PR #55, opened 2024-01-14
Implement `dns` component and Components Refactor

mateoflorido:
## Overview
This Pull Request introduces a mechanism for separating logic for component management, allowing for the configuration of these components. Additionally, the DNS component is implemented.
## Changes
- Introduced custom handlers for the `dns` and `network` components.
- Refactored the disable logic.
- Refactored the `network` component to adhere to the new management logic.
- Updated CoreDNS to version 1.29.0.

## Manual Testing
- Pods
```
NAMESPACE     NAME                               READY   STATUS    RESTARTS   AGE
kube-system   cilium-operator-56bdb99ff6-j5w2q   1/1     Running   0          8m5s
kube-system   cilium-v4q8z                       1/1     Running   0          8m5s
kube-system   ck-dns-coredns-7f648ff498-z7zrj    1/1     Running   0          8m
```
- nslookup
```
root@k8s-test:~# /snap/k8s/current/bin/kubectl --kubeconfig /var/snap/k8s/common/etc/kubernetes/admin.conf run --rm -it --image alpine -- sh
If you don't see a command prompt, try pressing enter.
/ # nslookup canonical.com
Server:		10.152.183.10
Address:	10.152.183.10:53

Non-authoritative answer:
Name:	canonical.com
Address: 2620:2d:4000:1::28
Name:	canonical.com
Address: 2620:2d:4000:1::26
Name:	canonical.com
Address: 2620:2d:4000:1::27

Non-authoritative answer:
Name:	canonical.com
Address: 185.125.190.21
Name:	canonical.com
Address: 185.125.190.29
Name:	canonical.com
Address: 185.125.190.20

/ # nslookup google.com
Server:		10.152.183.10
Address:	10.152.183.10:53

Non-authoritative answer:
Name:	google.com
Address: 2800:3f0:4005:411::200e

Non-authoritative answer:
Name:	google.com
Address: 142.250.218.142
```
## Notes
- Testing will be introduced in a follow-up PR.
- Custom configuration will be introduced once the machinery to provide custom configuration is in place.


src/k8s/pkg/component/hook.go
```diff
@@ -12,6 +12,62 @@ type valuesHook func() (map[string]any, error)
...
+func dnsValues() (map[string]any, error) {
+	nameserverStr, err := utils.GetServiceArgument("kubelet", "--resolv-conf")
+	if err != nil {
+		_, err := utils.LocateValidResolvConf()
+		if err != nil {
+			nameserverStr = "8.8.8.8 8.8.4.4"
+		} else {
+			nameserverStr = "/etc/resolv.conf"
+		}
+	}
```
neoaggelos, line 27: this should be handled with the kubelet patch, so no need to adjust it

src/k8s/pkg/component/hook.go
```diff
@@ -12,6 +12,62 @@ type valuesHook func() (map[string]any, error)
...
+	var dnsIP string
+	// If not using a custom service CIDR, then use the well-known address 10.152.183.10
+	if serviceClusterCIDR == "10.152.183.0/24" {
+		dnsIP = "10.152.183.10"
+	}
+
+	values := map[string]any{
+		"service": map[string]any{
+			"clusterIP": dnsIP,
+		},
```
neoaggelos, line 44: Since we will be retrieving the service IP later on from the apiserver, we can avoid this entirely.

src/k8s/pkg/component/postconfig.go
```diff
@@ -0,0 +1,53 @@
...
+	}
+
+	dnsIP := svc.Spec.ClusterIP
+
+	clusterDomain, err := utils.GetServiceArgument("kubelet", "--cluster-domain")
+	if err != nil || clusterDomain != "cluster.local" {
+		err := utils.UpdateServiceArgs("cluster-domain", "cluster.local", "kubelet")
+		if err != nil {
+			return fmt.Errorf("failed to update cluster-domain argument: %w", err)
+		}
```
neoaggelos, line 32: i wonder if we should be simply automatically setting `--cluster-domain` in the default args of kubelet. that way, we would only have to set `--cluster-dns` in this place.

src/k8s/pkg/utils/file.go
```diff
@@ -76,6 +76,30 @@ func GetServiceArgument(service string, argument string) (string, error) {
...
+
+	regexPattern := regexp.MustCompile(`(?m)^` + regexp.QuoteMeta(argument) + `=.*$`)
+	if regexPattern.Match(fileContent) {
+		fileContent = regexPattern.ReplaceAll(fileContent, []byte(replaceLine))
+	} else {
+		fileContent = append(fileContent, []byte(replaceLine+"\n")...)
+	}
+
+	return os.WriteFile(configFile, fileContent, 0o644)
+}
```
neoaggelos, line 101: please see https://github.com/canonical/k8s-snap/pull/49/files#diff-506efc1ed4c8530427a69550ef2bbc3caba657b9a33dde1851cc3b1f07ecf17aR39 (there was also some discussion around why want to avoid a regex for updating arguments in the same PR).

My preference would be to wait until #49 is merged and adjust the code. We need to move #49 forward.

neoaggelos (commented):
Left some initial comments. Good work overall, but I believe we will have to do some adjustments on this PR before it goes in.

src/k8s/pkg/utils/file.go
mateoflorido: I see, I'll wait until #49 is merged to refactor the PR. Thanks for the heads up :)

mateoflorido:
Using custom nameservers and service ip:
```
root@k8s-test:~# k8s enable dns --upstream-nameservers=1.1.1.1,8.8.8.8 --service-ip=10.152.183.11
DNS component enabled
root@k8s-test:~# /snap/k8s/current/bin/kubectl --kubeconfig /var/snap/k8s/common/etc/kubernetes/admin.conf run --rm -it --image alpine -- sh
If you don't see a command prompt, try pressing enter.
/ # nslookup canonical.com
Server:		10.152.183.11
Address:	10.152.183.11:53

Non-authoritative answer:
Name:	canonical.com
Address: 185.125.190.21
Name:	canonical.com
Address: 185.125.190.29
Name:	canonical.com
Address: 185.125.190.20

Non-authoritative answer:
Name:	canonical.com
Address: 2620:2d:4000:1::27
Name:	canonical.com
Address: 2620:2d:4000:1::26
Name:	canonical.com
Address: 2620:2d:4000:1::28
```

src/k8s/api/v1/component.go
```diff
@@ -13,6 +13,22 @@ type UpdateComponentRequest struct {
 	Status ComponentStatus `json:"status"`
 }
 
+// UpdateDNSComponentRequest is used to update the DNS component state.
+type UpdateDNSComponentRequest struct {
+	Config *DNSComponentConfig `json:"config,omitempty"`
+	Status string              `json:"status"`
```
neoaggelos, line 19: you can use the `ComponentStatus` alias here, like in `UpdateComponentRequest`.

src/k8s/cmd/k8s/k8s_enable_dns.go
```diff
@@ -0,0 +1,55 @@
...
+		}
+
+		config := api.DNSComponentConfig{
+			ServiceIP:           dnsConfig.ServiceIP,
+			UpstreamNameservers: dnsConfig.UpstreamNameservers,
+			ClusterDomain:       dnsConfig.ClusterDomain,
+		}
+
+		request := api.UpdateDNSComponentRequest{
+			Status: "enabled",
```
neoaggelos, line 37: Use the "enum"-like `api.ComponentEnable` here

src/k8s/pkg/component/component.go
```diff
@@ -16,6 +16,8 @@ import (
 type ComponentManager interface {
 	// Enable enables a k8s component.
 	Enable(name string) error
+	// EnableWithValues enables a k8s component with custom configuration.
+	EnableWithValues(name string, values map[string]any) error
```
neoaggelos, line 20: We fully control callers here, so let's just change `Enable`?

```suggestion
	// Enable enables a k8s component, optionally specifying custom configuration options.
	Enable(name string, values map[string]any) error
```

src/k8s/pkg/component/dns.go
```diff
@@ -0,0 +1,107 @@
...
+	"context"
+	"fmt"
+	"strings"
+	"time"
+
+	api "github.com/canonical/k8s/api/v1"
+	"github.com/canonical/k8s/pkg/utils"
+)
+
+func EnableDNSComponent(request api.UpdateDNSComponentRequest) error {
```
neoaggelos, line 13: A minor note on this. `EnableDNSComponent` is internal machinery, whereas `api.UpdateDNSComponentRequest` is "public" API.

If we had to change the API in any way (or this implementation), we don't want to have to make this change in multiple places. As such, I would recommend changing the definition to:

```
func EnableDNSComponent(upstreamNameserver, clusterDomain, serviceIP string) error
```

This way, we can change the API (or the EnableDNSComponent) without having to track down changes across multiple files.

src/k8s/pkg/k8s/client/component.go
```diff
@@ -23,6 +23,20 @@ func (c *Client) ListComponents(ctx context.Context) ([]api.Component, error) {
...
+func (c *Client) UpdateDNSComponent(ctx context.Context, request api.UpdateDNSComponentRequest) error {
+	queryCtx, cancel := context.WithTimeout(ctx, time.Second*30)
+	defer cancel()
+
+	var response api.UpdateDNSComponentResponse
+	// TODO: This URL is a temporary measure to prevent collisions with the /k8sd/components/{name} path
+	err := c.mc.Query(queryCtx, "PUT", lxdApi.NewURL().Path("k8sd", "components", "dns:enable"), request, &response)
+	if err != nil {
+		clientURL := c.mc.URL()
+		return fmt.Errorf("failed to query endpoint on %q: %w", clientURL.String(), err)
```
neoaggelos, line 35: Side-note, when wrapping errors we should add context that the function that failed did not have, e.g.

```go
return fmt.Errorf("enable dns component failed: %w", err)
```

src/k8s/pkg/k8sd/api/component.go
```diff
@@ -21,6 +21,12 @@ var k8sdComponents = rest.Endpoint{
 	Get:  rest.EndpointAction{Handler: componentsGet, AllowUntrusted: false},
 }
 
+// TODO: This endpoint is a temporary measure to prevent collisions with the /k8sd/components/{name} path
+var k8sdDNSComponent = rest.Endpoint{
+	Path: "k8sd/components/dns:enable",
```
neoaggelos, line 26: thanks for keeping the todo here and in the client code :+1:

src/k8s/pkg/utils/dns.go
```diff
@@ -0,0 +1,61 @@
...
+		isValid := processResolvConf(path)
+		if isValid {
+			return path, nil
+		}
+	}
+	return "", fmt.Errorf("no suitable resolv.conf file found")
+}
+
+// processResolvConf processes a single resolv.conf file and checks if it contains only non-loopback addresses.
+func processResolvConf(path string) bool {
```
neoaggelos, line 40: Do we still need this here? Kubelet should be able to handle the default resolv.conf already.

neoaggelos (commented):
Excellent work @mateoflorido! Leaving some follow-up comments

src/k8s/pkg/utils/kubectl.go
```diff
@@ -0,0 +1,46 @@
+package utils
```
bschimke95, line 1: seems like we have done a bit of duplicate work here:
https://github.com/canonical/k8s-snap/pull/57/files

I would not reimplement the go-k8s library but rather - if possible - provide more abstraction.
For example, from my PR: Not implementing "k8s.GetNodes" and then iterate on the node objects but rather "k8s.ClusterReady".

bschimke95 (commented):
Great work @mateoflorido 
Left some comments.

src/k8s/cmd/k8s/k8s_disable.go
```diff
@@ -9,36 +10,60 @@ import (
...
-	}
-)
+type disableFunc func(ctx context.Context, client *client.Client) error
+
+var disableActions = map[string]disableFunc{
+	"dns":     disableDns,
+	"network": disableNetwork,
+}
+
+var disableCmd = &cobra.Command{
```
neoaggelos, line 20: This looks great, but I would recommend having separate commands here as well. It is much easier to be able to specify custom arguments in the future (if we have to), same as we have in the enable command.

src/k8s/cmd/k8s/k8s_enable_dns.go
```diff
@@ -0,0 +1,52 @@
...
+
+import (
+	"fmt"
+
+	api "github.com/canonical/k8s/api/v1"
+	"github.com/canonical/k8s/pkg/k8s/client"
+	"github.com/spf13/cobra"
+)
+
+var dnsConfig struct {
```
neoaggelos, line 11: Just a nit, same as other commands, `enableDNSCmdConfig`

src/k8s/pkg/component/component.go
```diff
@@ -14,8 +14,9 @@ import (
 
 // ComponentManager defines an interface for managing k8s components.
 type ComponentManager interface {
-	// Enable enables a k8s component.
+	// Enable enables a k8s component, optionally specifying custom configuration options.
 	Enable(name string) error
+	EnableWithValues(name string, values map[string]any) error
```
neoaggelos, line 19: if `Enable(name)` is equivalent to `EnableWithValues(name, nil)`, then let's only have a single one and update all callers:

```go
Enable(name string, values map[string]any) error
```

neoaggelos (commented):
Almost there, nice work @mateoflorido! Leaving a few more comments

src/k8s/pkg/component/dns.go
```diff
@@ -0,0 +1,138 @@
...
+	"context"
+	"fmt"
+	"strings"
+	"time"
+
+	"github.com/canonical/k8s/pkg/snap"
+	"github.com/canonical/k8s/pkg/utils"
+)
+
+func EnableDNSComponent(clusterDomain, serviceIP string, upstreamNameservers []string, s snap.Snap) error {
```
neoaggelos, line 13: nit; as a matter of precedence, make `s snap.Snap` the first argument.

src/k8s/pkg/component/component.go
```diff
@@ -83,7 +84,7 @@ func NewManager(snap snap.Snap) (*helmClient, error) {
 }
 
 // Enable enables a specified component.
-func (h *helmClient) Enable(name string) error {
+func (h *helmClient) Enable(name string, values map[string]any) error {
```
neoaggelos, line 87: yes, see `helmClient` does not implement the `ComponentManager` with this. A common approach to ensure we don't break the interface is to add the following at the end of the file, which ensures that a `*helmClient` can be assigned to a `ComponentManager` interface:

```go
var _ ComponentManager = &helmClient{}
```

src/k8s/pkg/utils/kubectl.go
bschimke95, line 1: With that, we have two utils doing the same thing:
https://github.com/canonical/k8s-snap/tree/main/src/k8s/pkg/utils/k8s

Please merge them into one.

bschimke95 (commented):
Great work Mateo, two final comments

src/k8s/pkg/component/dns.go
```diff
@@ -0,0 +1,136 @@
...
+	upstreamNameserver := "/etc/resolv.conf"
+	if clusterDomain == "" {
+		clusterDomain = "cluster.local"
+	}
+
+	if len(upstreamNameservers) > 0 {
+		upstreamNameserver = strings.Join(upstreamNameservers, " ")
+	}
+
+	values := map[string]any{
```
neoaggelos, line 28: Can we also set `service.name=coredns` and `deployment.name=coredns`? Will reduce some of the stutter in the deployed names.

- https://github.com/coredns/helm/blob/master/charts/coredns/values.yaml#L60
- https://github.com/coredns/helm/blob/master/charts/coredns/values.yaml#L376

src/k8s/pkg/component/dns.go
```diff
@@ -0,0 +1,136 @@
...
+	}
+
+	ctx, cancel := context.WithTimeout(context.Background(), 10*time.Second)
+	defer cancel()
+
+	dnsIP, err := k8s.GetServiceClusterIP(ctx, client, "ck-dns-coredns", "kube-system")
+	if err != nil {
+		return fmt.Errorf("failed to get dns service: %w", err)
+	}
+
```
neoaggelos, line 78: These are part of the cluster config. Can you add a TODO to store them with `database.SetClusterConfig`?

I'm okay with not delaying this PR any longer, we will return to it at a later time

tests/e2e/tests/test_dns.py
```diff
@@ -0,0 +1,78 @@
...
+    assert "10.152.183.1 kubernetes.default.svc.foo.local" in result.stdout.decode()
+
+    result = h.exec(
+        instance_id,
+        ["k8s", "kubectl", "exec", "busybox", "--", "nslookup", "canonical.com"],
+        capture_output=True,
+        check=False,
+    )
+
+    assert not ("can't resolve" in result.stdout.decode())
```
neoaggelos, line 76:
```suggestion
    assert "can't resolve" not in result.stdout.decode()
```

neoaggelos (commented):
Just a couple final nits, great work!

bschimke95 (approved):
LGTM (when CI passes)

How to complete this task:
The answer must be a verbatim transcription of the entries above, from the first line through the line that contains "- Introduced custom", and nothing more.

Exercise response:
PR #55, opened 2024-01-14
Implement `dns` component and Components Refactor

mateoflorido:
## Overview
This Pull Request introduces a mechanism for separating logic for component management, allowing for the configuration of these components. Additionally, the DNS component is implemented.
## Changes
- Introduced custom handlers for the `dns` and `network` components.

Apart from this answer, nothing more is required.